36. Glory to Rome (2005)

Category: Player vs Player
Genres: Tableau-building, multi-use cards, role selection
Rules complexity (0 to 7): 5
Game length: 45-75 minutes
Experience: 8+ plays (2015-2018) with 2-5 players
Previous ranks: 83/100 (2016), 27/80 (2018)

Summary - Each player has a hand of multi-use cards: they can be played for their action, as buildings in your tableau, or as materials to construct your buildings. The game works with a role selection mechanism. A leader plays a card for its action, and others may use cards to follow that same action.

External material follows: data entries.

PR #910, opened 2023-07-24
Remove overdrive and arm clients from BV

maximenoel8:
overdrive machines are not available anymore. We need to remove it from BV because it will fail all the BV deployment.


srbarrios:
Are no available anymore or are just down for a while until they are moved to the new place?
If they will be back, I would comment instead of remove.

There are myriad different buildings, but they all fall under the six types of actions: engine-building for action selection, erecting buildings, gathering materials, and banking materials.

Experience - My first two plays of Glory to Rome were relatively early on, with five players, one of whom was very slow and kind of airheaded while playing. The games lasted well over an hour, which... they shouldn't.

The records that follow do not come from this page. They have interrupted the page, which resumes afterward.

PR #913, opened 2023-07-28
[BV]Harmonize capybara timeout / monitoring persistent

maximenoel8:
Harmonize Capybara timeout to be setup for all the rake calls.
Remove random wait from Add MU / Add Non MU and create Activation Key ( I was able to reproduce the same behavior even with the wait ). It was more likely trigger by a too short timeout during login.
Add a persistent file state to manage the MUs shared by monitoring and sles15sp4_minion.
Indeed they are using the same MUs, you can't add twice the same MU.
I created a file so we keep the monitoring state between run.

### DIFF
--- a/jenkins_pipelines/environments/common/pipeline-build-validation.groovy
+++ b/jenkins_pipelines/environments/common/pipeline-build-validation.groovy
@@ -46,6 +46,10 @@ def run(params) {
 
             stage('Deploy') {
                 if (params.must_deploy) {
+                    // Delete persistent monitoring state
+                    // Explanation : monitoring is using the same MU than one of the sles minion, we can't add twice the MUs
+                    // We are using a persistent file to show monitoring MU has been added
+                    sh "rm -f ${env.resultdir}/sumaform/monitoring"
                     // Generate json file in the workspace
                     writeFile file: 'custom_repositories.json', text: params.custom_repositories, encoding: "UTF-8"
                     // Run Terracumber to deploy the environment
@@ -144,6 +148,10 @@ def run(params) {
                             res_sync_mu_repos = sh(script: "./terracumber-cli ${common_params} --logfile ${resultdirbuild}/testsuite.log --runstep cucumber --cucumber-cmd '${env.exports} cd /root/spacewalk/testsuite; rake cucumber:build_validation_wait_for_custom_reposync'")
                             echo "Custom channels and MU repositories synchronization status code: ${res_sync_mu_repos}"
                             sh "exit \$(( ${res_mu_repos}|${res_sync_mu_repos} ))"
+                            // Add persistent monitoring state
+                            // Explanation : monitoring is using the same MU than one of the sles minion, we can't add twice the MUs
+                            // We are using a persistent file to show monitoring MU has been added
+                            sh "touch ${env.resultdir}/sumaform/monitoring"
                         }
                     }
                     stage('Add Activation Keys Monitoring') {
@@ -312,6 +320,9 @@ def clientTestingStages() {
     //Get minion list from terraform state list command
     def nodesHandler = getNodesHandler()
     def mu_sync_status = nodesHandler.MUSyncStatus
+    // Check persistent monitoring state
+    // Explanation : monitoring is using the same MU than one of the sles minion, we can't add twice the MUs
+    // We are using a persistent file to show monitoring MU has been added
     def monitoring_bootstrap_output = sh(script: "test -e ${env.resultdir}/sumaform/monitoring && echo 'true' || echo 'false'", returnStdout: true).trim()
     // Construct a stage list for each node.
     nodesHandler.nodeList.each { node ->
--- a/jenkins_pipelines/environments/common/pipeline-build-validation.groovy
+++ b/jenkins_pipelines/environments/common/pipeline-build-validation.groovy
@@ -59,7 +59,7 @@ def run(params) {
             }
 
             stage('Sanity check') {
-                sh "./terracumber-cli ${common_params} --logfile ${resultdirbuild}/testsuite.log --runstep cucumber --cucumber-cmd 'cd /root/spacewalk/testsuite; ${env.exports} rake cucumber:build_validation_sanity_check'"
+//                sh "./terracumber-cli ${common_params} --logfile ${resultdirbuild}/testsuite.log --runstep cucumber --cucumber-cmd 'cd /root/spacewalk/testsuite; ${env.exports} rake cucumber:build_validation_sanity_check'"
             }
 
             stage('Run core features') {
--- a/jenkins_pipelines/environments/common/pipeline-build-validation.groovy
+++ b/jenkins_pipelines/environments/common/pipeline-build-validation.groovy
@@ -312,7 +312,7 @@ def clientTestingStages() {
     //Get minion list from terraform state list command
     def nodesHandler = getNodesHandler()
     def mu_sync_status = nodesHandler.MUSyncStatus
-
+    def monitoring_bootstrap_output = sh(script: "test -e ${env.resultdir}/sumaform/monitoring && echo 'true' || echo 'false'", returnStdout: true).trim()
     // Construct a stage list for each node.
     nodesHandler.nodeList.each { node ->
         tests["${node}"] = {
@@ -336,7 +336,7 @@ def clientTestingStages() {
                         } else {
                             println "MU channel available for ${node} "
                         }
-                    } else if (node == "${params.monitoring_sle_version}_minion" && new File("${env.resultdir}/sumaform/monitoring").exists()) {
+                    } else if (node == "${params.monitoring_sle_version}_minion" && monitoring_bootstrap_output == 'true') {
                         mu_sync_status[node] = 'SYNC'
                     } else {
                         if (params.confirm_before_continue) {
--- a/jenkins_pipelines/environments/common/pipeline-build-validation.groovy
+++ b/jenkins_pipelines/environments/common/pipeline-build-validation.groovy
@@ -63,7 +63,7 @@ def run(params) {
             }
 
             stage('Sanity check') {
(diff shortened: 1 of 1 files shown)


jenkins_pipelines/environments/common/pipeline-build-validation.groovy
```diff
@@ -1,11 +1,15 @@
 def run(params) {
     timestamps {
+        //Capybara configuration
+        def capybara_timeout = 60
```
srbarrios, line 4: No please. You are overwritting and not taking into account the jenkins values passed by parameter when running the BV.
We should not have it here as constants. Starting by the fact that not all environments performs the same way.

jenkins_pipelines/environments/common/pipeline-build-validation.groovy
```diff
@@ -144,6 +148,10 @@ def run(params) {
                             res_sync_mu_repos = sh(script: "./terracumber-cli ${common_params} --logfile ${resultdirbuild}/testsuite.log --runstep cucumber --cucumber-cmd '${env.exports} cd /root/spacewalk/testsuite; rake cucumber:build_validation_wait_for_custom_reposync'")
                             echo "Custom channels and MU repositories synchronization status code: ${res_sync_mu_repos}"
                             sh "exit \$(( ${res_mu_repos}|${res_sync_mu_repos} ))"
+                            // Add persistent monitoring state
+                            // Explanation : monitoring is using the same MU than one of the sles minion, we can't add twice the MUs
+                            // We are using a persistent file to show monitoring MU has been added
+                            sh "touch ${env.resultdir}/sumaform/monitoring"
```
srbarrios, line 154: If we want to use lock files, better if we do inside a folder with a self explanatory name, and a file name that ends in .lock to make it clear.

srbarrios (commented):
In our BV pipeline, at least before the big refactor that was hard to review, we had Jenkins parameters to provide when running the pipeline to setup a value for the DEFAULT_TIMEOUT, now this seems not possible, please let's have that back.

srbarrios (commented):
I can also notice that previously we could scale in clients without the need to make change in the pipeline, now, it seems we have some stages like for retail that specifically declare variable with OS names. This will cause a harder maintenance when we add more supported clients. Let' please re-think that.

maximenoel8:
I never change the retail part. Let's not mix everything at the same time. This PR is to improve BV stability.

jenkins_pipelines/environments/common/pipeline-build-validation.groovy
```diff
@@ -46,6 +46,10 @@ def run(params) {
 
             stage('Deploy') {
                 if (params.must_deploy) {
+                    // Delete persistent monitoring state
+                    // Explanation : monitoring is using the same MU than one of the sles minion, we can't add twice the MUs
+                    // We are using a persistent file to show monitoring MU has been added
+                    sh "rm -f ${env.resultdir}/sumaform/monitoring"
```
srbarrios, line 52: I would store/remove it inside the testsuite folder.

jenkins_pipelines/environments/common/pipeline-build-validation.groovy
```diff
@@ -312,7 +320,10 @@ def clientTestingStages(capybara_timeout, default_timeout) {
     //Get minion list from terraform state list command
     def nodesHandler = getNodesHandler()
     def mu_sync_status = nodesHandler.MUSyncStatus
-
+    // Check persistent monitoring state
+    // Explanation : monitoring is using the same MU than one of the sles minion, we can't add twice the MUs
+    // We are using a persistent file to show monitoring MU has been added
+    def monitoring_bootstrap_output = sh(script: "test -e ${env.resultdir}/sumaform/monitoring && echo 'true' || echo 'false'", returnStdout: true).trim()
```
srbarrios, line 326: Why don't handle this from inside the test framework?
We can only need to check if the MU has been added, if so, we skip the step.

That would very much simplify the complexity of the pipeline, moving this responsibility to the test framework.

maximenoel8: I'm not sure to understand how to move this to the test framework. 
Do you mean we you should always run the stage on the pipeline side and add steps int the testsuite that check if MU exist before adding it ? It would change drastically our testsuite on this side. For now we are failing if you try to add an existing MU. 
This behavior/ issue is just the consequence of reusing the same MU for monitoring and sles15sp4.
For me it's more a pipeline behavior and only the Jenkins worker can store if the monitoring call has been made before and no new deployment were executed again. And only the Jenkins worker can skip Rake call.

But I'm open to other idea if you have a better way to manage this. But you need to understand why we need it in the first place.

vandabarata:
```ruby
  desc 'Generate feature to add Maintenance Update Channels and repositories for all the clients'
  task :generate_add_maintenance_update_repository_features do
    clients = Rake::FileList['features/build_validation/init_clients/*.feature']
    clients.reject! { |client| client.include?('ssh') }
    clients.reject! { |client| client.include?('monitoring_server') }
```
we should already be doing that, since rake should skip over the monitoring server. Something needs to be fixed here if that's not the case :thinking: 
This is in our Rakefile, for reference.

srbarrios: @maximenoel8 Maybe I missed something, but we already have two ways to prevent duplication, one as mentioned by Vanda is this reject method we have in some rake tasks.
The other is this code we have in the test framework:
```
When(/^I create the MU repositories for "([^"]*)"$/) do |client|
  repo_list = $custom_repositories[client]
  next if repo_list.nil?

  repo_list.each do |_repo_name, repo_url|
    unique_repo_name = generate_repository_name(repo_url)
    if repository_exist? unique_repo_name
      log "The MU repository #{unique_repo_name} was already created, we will reuse it."
    else
      content_type = deb_host?(client) ? 'deb' : 'yum'
      steps %(
        When I follow the left menu "Software > Manage > Repositories"
        And I follow "Create Repository"
        And I enter "#{unique_repo_name}" as "label"
        And I enter "#{repo_url.strip}" as "url"
        And I select "#{content_type}" from "contenttype"
        And I click on "Create Repository"
        Then I should see a "Repository created successfully" text or "The repository label '#{unique_repo_name}' is already in use" text
        And I should see "metadataSigned" as checked
      )
    end
  end
end
```

Note this part:
```
    if repository_exist? unique_repo_name
      log "The MU repository #{unique_repo_name} was already created, we will reuse it."
```

maximenoel8:
```
if repository_exist? unique_repo_name
      log "The MU repository #{unique_repo_name} was already created, we will reuse it."
```
could solve the issue. I need to test if it works correctly.

To explain the issue the easiest way, let's take sles15 sp4. For sles15sp4 we have 4 different types of minion ( I consider monitoring a minion in this example to simplify. ): 
 - sles15sp4_client
 - sles15sp4_ssh_minion
 - sles15sp4_minion
 - monitoring_server 

Then we have two type of MU repositories : 
 - sles15sp4_client_MU
 - sles15sp4_minion_MU

You can see we have some math issues, so now how to link this MUs : 
 - sles15sp4_client_MU :
   -  sles15sp4_client
 - sles15sp4_minion_MU : 
   - sles15sp4_ssh_minion
   - sles15sp4_minion
   - monitoring_server 

This was not an issue before because we were adding all the MU at the same time so we didn't need any order. But now this stage is split by minion and create the question during which node call do you add the sles15sp4_minion_MU ?

For all the other sles versions, slesX_minion_MU will be added during the client stages when calling the slesX_minion add MU stage and the slesX_ssh_minion will wait for slesX_minion to be done.

But for sles15sp4_minion_MU, we need it for monitoring bootstrap. And monitoring is call in a separate stage before the client stages. During this stage I will call add MU sles15sp4_minion because we don't have specific MU for monitoring.
Because the MU was added during the sequential monitoring stage, it should not be added again during this client stages. That's why I have this skip for sles15sp4_minion add MU stage.

And now, why do I need a persistent state ? Currently, I'm checking if monitoring is enable to skip sles15sp4 add MU stage. But you can call monitoring stages and client stages in two different Runs. By doing that, adding sles15sp4 MU during minion is failing.

Now you have the full picture.

The Rake doesn't have impact in this scenario but the Mu skip could.

jenkins_pipelines/environments/common/pipeline-build-validation.groovy
maximenoel8: It was asked by the team to remove some of the parameters we have in the configuration. capybara timeout is not really something we change. If we want a specific timeout depending on platform, it should be added into manager-4.3-qe-build-validation-PRV

maximenoel8:
The skip MU works correctly but the Add MU stage also create a channel. And we don't check for this one : 
```
Scenario: Add the custom child channel for sle15sp4_minion                        # features/build_validation/add_MU_repositories/sle15sp4_minion_add_maintenance_update_repositories.feature:10
This scenario ran at: 2023-07-31 03:52:09 +0200
When I follow the left menu "Software > Manage > Channels"                      # features/step_definitions/navigation_steps.rb:354
WARN: Step ends with an ajax transition not finished, let's wait a bit!
And I follow "Create Channel"                                                   # features/step_definitions/navigation_steps.rb:301
And I enter "Custom Channel for sle15sp4_minion" as "Channel Name"              # features/step_definitions/navigation_steps.rb:237
And I enter "custom_channel_sle15sp4_minion" as "Channel Label"                 # features/step_definitions/navigation_steps.rb:237
And I select the parent channel for the "sle15sp4_minion" from "Parent Channel" # features/step_definitions/navigation_steps.rb:203
And I enter "Custom channel" as "Channel Summary"                               # features/step_definitions/navigation_steps.rb:237
And I click on "Create Channel"                                                 # features/step_definitions/navigation_steps.rb:273
Then I should see a "Channel Custom Channel for sle15sp4_minion created" text   # features/step_definitions/navigation_steps.rb:587
      Text 'Channel Custom Channel for sle15sp4_minion created' not found (RuntimeError)
      ./features/step_definitions/navigation_steps.rb:588:in `/^I should see a "([^"]*)" text$/'
      features/build_validation/add_MU_repositories/sle15sp4_minion_add_maintenance_update_repositories.feature:18:in `I should see a "Channel Custom Channel for sle15sp4_minion created" text'
```

The solution could be to create a custom channel for monitoring.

I had little interest in playing GtR again until my friends decided to print their own copy of the out-of-print game. Given that everyone else was requesting a copy, a bit of FOMO got me in. I wound up bringing the game to meetups and other game nights and started developing a much greater appreciation for it. Once it's played with players who know what they're doing and are committed to playing relatively quickly, you can knock out two games in the time of another middleweight euro.

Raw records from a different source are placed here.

PR #914, opened 2023-07-30
Disable auto create bootstrap repository during BV

maximenoel8:
Disable auto create bootstrap repository during BV

Required : https://github.com/uyuni-project/sumaform/pull/1357


mcalmer (approved):

terracumber_config/tf_files/SUSEManager-4.2-build-validation-NUE.tf
```diff
@@ -168,6 +168,7 @@ module "server" {
   publish_private_ssl_key        = false
   use_os_released_updates        = true
   disable_download_tokens        = false
+  disable_auto_bootstrap         = true
```
srbarrios, line 171: I would say the feature of auto bootstrap was only delivered as part of 4.3
But.. I also don't think this appended property will hurt in the rhn.conf file

PR #916, opened 2023-08-01
Move sync between minion and ssh minion during the create bootstrap

maximenoel8:
## SSH minion activation key
To create the SSH minion Activation Key, we need to have the minion Custom Channel available
I created `CustomChannelStatus` variable to check if the Add MU (and|or) Add Non MU stage are finished for the related minion.

## SSH minion bootstrap
SSH minion needs the bootstrap repository during the bootstrap. 
This bootstrap repository is created by the minion version of themself during create bootstrap repository stage.
Now that auto create bootstrap repository is disable during BV, it has to be trigger by minion.
It's a good think because now we are sure that the bootstrap repository have correctly all the custom channel ready when created.
Before that, some ssh minions were probably bootstrap without having the custom channel...

Create a new variable `BootstrapRepositoryStatus` to manage bootstrap repo creation status.
We don't need to sync during add MU stage anymore because we are syncing at create bootstrap stage.
This change will also fix this issue : https://github.com/SUSE/spacewalk/issues/22146

## Timeout increase

In our testsuite we have 500 secs timeout. This testsuite Timeout was breaking before the 500 sec Timeout.

## Issues
Related to : 
- https://github.com/SUSE/spacewalk/issues/22146

### DIFF
--- a/jenkins_pipelines/environments/common/pipeline-build-validation.groovy
+++ b/jenkins_pipelines/environments/common/pipeline-build-validation.groovy
@@ -312,6 +312,7 @@ def clientTestingStages() {
     //Get minion list from terraform state list command
     def nodesHandler = getNodesHandler()
     def mu_sync_status = nodesHandler.MUSyncStatus
+    def bootstrap_repository_status = nodesHandler.BootstrapRepositoryStatus
     // Construct a stage list for each node.
     nodesHandler.nodeList.each { node ->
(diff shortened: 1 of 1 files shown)


elariekerboull (approved):

srbarrios (approved):
Reading in diagonal.. but lgtm, let's give a try.

PR #898, opened 2023-06-16
Create a PR main.tf template and use tfvars to specify test envs

maximenoel8:
## TESTING-DONT-REVIEW-pipeline-pull-request-light.groovy is for testing purpose. DON'T REVIEW
**DON"T REVIEW TESTING-DONT-REVIEW-pipeline-pull-request-light.groovy**

This PR is a revamp of all main.tf for the PR testing pipelines to manage the differences in tfvars files and have one unique main.tf template common for all the PR testing environments.

Related to https://github.com/SUSE/spacewalk/issues/21471

PR #990, opened 2023-10-12
Use normalize name for rh and deb like minion in uyuni PR testing

maximenoel8:
I'm currently working on a main.tf template to be use accross all PR testing ( NUE / PRV and uyuni / manager ).
We are already using normalize name for suse minions but not for rh and deb like minions ( those normalize names are already used in CI ) .

This PR will normalize rh and deb minion name.

Require : https://gitlab.suse.de/galaxy/infrastructure/-/merge_requests/813
Related to : https://github.com/SUSE/susemanager-ci/pull/898

### DIFF
--- a/terracumber_config/tf_files/Uyuni-PR-tests-env1.tf
+++ b/terracumber_config/tf_files/Uyuni-PR-tests-env1.tf
@@ -256,7 +256,7 @@ module "cucumber_testsuite" {
     }
     redhat-minion = {
       image = "rocky8o"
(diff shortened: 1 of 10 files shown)


maximenoel8:
The check is failing but I don't really understand the issue.

nodeg (approved):
LGTM. Thank you, Maxime.

nodeg:
Regarding the failed tests, we could ping Can, but I also see no reason why the test failed with this simple renaming change.

PR #993, opened 2023-10-12
Fix validator for all .tf files

cbbayburt:
Fixes:
 - Add missing variable declarations (all mandatory variables must be set in env)
 - Remove additional `libvirt` provider definitions
 - Consider "commented out" lines in regexps


nodeg (approved):
LGTM. Thank you, Can.

PR #998, opened 2023-10-16
Try to work around dependency issue

Bischoff:
This might work around issue https://github.com/uyuni-project/uyuni/issues/7637 that prevents from deploying Debian 10 and Ubuntu 20.04.

If that does not work out, we'll simply disable them for the time being.


nodeg (approved):
LGTM.

PR #1003, opened 2023-10-23
Remove monitoring stage from QE SLE testsuite since we do not deploy monitoring server

ktsamis:
The possibility to check the stage is still there, even if it's not used by default. Checking the stage and running it would cause an error:

```
 Don't know how to build task 'cucumber:build_validation_add_maintenance_update_repositories_monitoring_server' (See the list of available tasks with `rake --tasks`)
```

Removing it should prevent this from happening.


nodeg (approved):

ktsamis:
I can confirm that removing the stage causes no other error and running the pipeline with parameters this doesn't appear at all as an option. So we should be good to merge.

PR #1017, opened 2023-11-15
Use 15.5 in Hexagon Pipeline

jordimassaguerpla:
fixes https://github.com/SUSE/spacewalk/issues/22702

We need to keep 15.4 image because the controller is 15.4


mbussolotto (approved):
LGTM

PR #1041, opened 2023-12-01
Add support for s390 VMs

Bischoff:
This PR adds support for s390 VMs, but leaves them disabled for how long we do not have a working production environement.


nodeg:
The CI does not find your provider.

ktsamis:
usually for sumaform, we use a symlink to link to the provider I think, that might be it

Bischoff:
> usually for sumaform, we use a symlink to link to the provider I think, that might be it

No, that symlink is done by terracumber, which is apparently not involved in the CI tests for susemanager-ci.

Design - Glory to Rome is a mess to explain, and its player mat is hilariously messy before you know the rules. But once you get it, it's clean to conceptualize the flow: cards only become buildings if you draw them; wasted "pool" cards go into material slots; materials become used for buildings or the vault. It's an elegant system that requires nearly nothing except the massive deck of cards, player mats that only serve to organize your cards, and the foundation cards.

Decision-making is always tough in a games where cards are both the tableau items and the resources used to build those items. Only one in every three or four or cards in your hand, or even less than that, will ever actually go under construction. The rest will be used to take actions or fill those orders. There's other stuff to decide - which role you want, or what cards you can afford to throw into the pool to get snatched up by others' Laborers - but for the most part, you only have to understand the six suits and not the 50+ different cards. This eventually speeds up play a lot.

One of the pleasures in Glory to Rome, like in so many tableau-builders, is watching your engine spiral out of control. The buildings you construct give you powers like increasing your hand size or using different building materials in the future, while adding clientele increases your capacity to take actions both as a leader and as a follower. As the game goes on, you'll be more and more likely to follow each action. The pool of materials will also grow and shrink with time, providing a nice flow of materials from wasted-in-hand to stashed-in-buildings-or-vaults.

Future - Lacking a real box for Glory to Rome is probably one of its biggest hindrances in getting my attention - well, that and requiring three-to-five players to make it good. Two-player didn't work out well. I think I'll have to make a concerted effort to get this to the table again, because it's worth it.